Issue #359, opened 2020-08-15
RFC: Remove false-positives and don't test for them


Mindavi:
I'd like to adapt the `run_tests` and `refresh_all` scripts to leave out any false positives. This would ensure the `.json` reference files don't contain any output from decoders that are not the one being tested.

Besides that, a script could be created that points out false positives and gives a nice overview of which decoders give most false positives. This would prevent false positives from being invisible, without polluting the reference files per se.

Please let me know what your thoughts are about this. I'm not fully sure on the details, but I think there's room for improvement and I'd like to document what improvements are desired and/or needed.

Mindavi:
I've made an initial branch for this: https://github.com/Mindavi/rtl_433_tests/tree/feature/ignore-false-positives

PR #370, opened 2020-10-31
Show an overview of false positives in the bin/run_tests.py script

Mindavi:
The overview looks like this:

```
WARNING: LaCrosse-TX35DTHIT generated 1 false positive(s) in other decoders: {'LaCrosse-TX29IT'}
WARNING: Acurite-609TXC generated 6 false positive(s) in other decoders: {'Oregon-SL109H'}
WARNING: Oregon-SL109H generated 1 false positive(s) in other decoders: {'Prologue-TH'}
WARNING: Nexa-Security generated 157 false positive(s) in other decoders: {'KlikAanKlikUit-Switch', 'Proove-Security'}
WARNING: Proove-Security generated 80 false positive(s) in other decoders: {'KlikAanKlikUit-Switch'}
WARNING: DSC-Security generated 6 false positive(s) in other decoders: {'Schrader'}
WARNING: Fineoffset-WH0530 generated 1 false positive(s) in other decoders: {'GT-WT02'}
WARNING: Akhan-100F14 generated 193 false positive(s) in other decoders: {'Waveman-Switch'}
WARNING: Abarth 124 Spider generated 1 false positive(s) in other decoders: {'Renault'}
```

Related to #359. This only shows an overview, I have an update for refresh_all as well that removes false positives from the generated JSON files.


bin/run_test.py
```diff
@@ -119,7 +101,21 @@ def main():
...
                 continue
             try:
-                results.append(json.loads(json_line))
+                data = json.loads(json_line)
+                if "model" in data:
+                    expected_model = expected_data[0]["model"]
+                    actual_model = data["model"]
+                    if actual_model != expected_model:
+                        if actual_model not in false_positives:
+                            false_positives[actual_model] = dict()
```
Mindavi, line 110: I think this could be done cleaner, but not sure how.

zuckschwerdt:
I'm not a fan of splitting out those 10 lines into a "module", I'd rather have the scripts self-contained and that small helper easy to find in the same source.

Otherwise more warnings and summaries is always great!

Mindavi:
Let's go for a version without that split then :).

PR #372, opened 2020-11-08
Improve refresh_all script to ignore false positives and remove false positives from expected json files

Mindavi:


tests/lacrosse/tx29-it_tx35dth-it/gfile002-TX35DTH-IT.json
```diff
@@ -1,2 +1 @@
-{"time" : "@0.127256s", "brand" : "LaCrosse", "model" : "LaCrosse-TX29IT", "id" : 10, "battery_ok" : 1, "newbattery" : 1, "temperature_C" : 23.800, "mic" : "CRC"}
```
Mindavi, line 1: It seems like both signals are in this file, so maybe it would be good to split it up instead of removing this expected output.

zuckschwerdt: Always good to have "bad" files as tests to make sure corner cases work. But yeah, this output won't fit into any test logic, likely best to split the cu8.

Mindavi: I've just removed the updated file for now, but it would be good to handle this better in the future.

=== Work order ===
Please retype all of the records above exactly as they are.

=== Answer ===
Issue #359, opened 2020-08-15
RFC: Remove false-positives and don't test for them


Mindavi:
I'd like to adapt the `run_tests` and `refresh_all` scripts to leave out any false positives. This would ensure the `.json` reference files don't contain any output from decoders that are not the one being tested.

Besides that, a script could be created that points out false positives and gives a nice overview of which decoders give most false positives. This would prevent false positives from being invisible, without polluting the reference files per se.

Please let me know what your thoughts are about this. I'm not fully sure on the details, but I think there's room for improvement and I'd like to document what improvements are desired and/or needed.

Mindavi:
I've made an initial branch for this: https://github.com/Mindavi/rtl_433_tests/tree/feature/ignore-false-positives

PR #370, opened 2020-10-31
Show an overview of false positives in the bin/run_tests.py script

Mindavi:
The overview looks like this:

```
WARNING: LaCrosse-TX35DTHIT generated 1 false positive(s) in other decoders: {'LaCrosse-TX29IT'}
WARNING: Acurite-609TXC generated 6 false positive(s) in other decoders: {'Oregon-SL109H'}
WARNING: Oregon-SL109H generated 1 false positive(s) in other decoders: {'Prologue-TH'}
WARNING: Nexa-Security generated 157 false positive(s) in other decoders: {'KlikAanKlikUit-Switch', 'Proove-Security'}
WARNING: Proove-Security generated 80 false positive(s) in other decoders: {'KlikAanKlikUit-Switch'}
WARNING: DSC-Security generated 6 false positive(s) in other decoders: {'Schrader'}
WARNING: Fineoffset-WH0530 generated 1 false positive(s) in other decoders: {'GT-WT02'}
WARNING: Akhan-100F14 generated 193 false positive(s) in other decoders: {'Waveman-Switch'}
WARNING: Abarth 124 Spider generated 1 false positive(s) in other decoders: {'Renault'}
```

Related to #359. This only shows an overview, I have an update for refresh_all as well that removes false positives from the generated JSON files.


bin/run_test.py
```diff
@@ -119,7 +101,21 @@ def main():
...
                 continue
             try:
-                results.append(json.loads(json_line))
+                data = json.loads(json_line)
+                if "model" in data:
+                    expected_model = expected_data[0]["model"]
+                    actual_model = data["model"]
+                    if actual_model != expected_model:
+                        if actual_model not in false_positives:
+                            false_positives[actual_model] = dict()
```
Mindavi, line 110: I think this could be done cleaner, but not sure how.

zuckschwerdt:
I'm not a fan of splitting out those 10 lines into a "module", I'd rather have the scripts self-contained and that small helper easy to find in the same source.

Otherwise more warnings and summaries is always great!

Mindavi:
Let's go for a version without that split then :).

PR #372, opened 2020-11-08
Improve refresh_all script to ignore false positives and remove false positives from expected json files

Mindavi:


tests/lacrosse/tx29-it_tx35dth-it/gfile002-TX35DTH-IT.json
```diff
@@ -1,2 +1 @@
-{"time" : "@0.127256s", "brand" : "LaCrosse", "model" : "LaCrosse-TX29IT", "id" : 10, "battery_ok" : 1, "newbattery" : 1, "temperature_C" : 23.800, "mic" : "CRC"}
```
Mindavi, line 1: It seems like both signals are in this file, so maybe it would be good to split it up instead of removing this expected output.

zuckschwerdt: Always good to have "bad" files as tests to make sure corner cases work. But yeah, this output won't fit into any test logic, likely best to split the cu8.

Mindavi: I've just removed the updated file for now, but it would be good to handle this better in the future.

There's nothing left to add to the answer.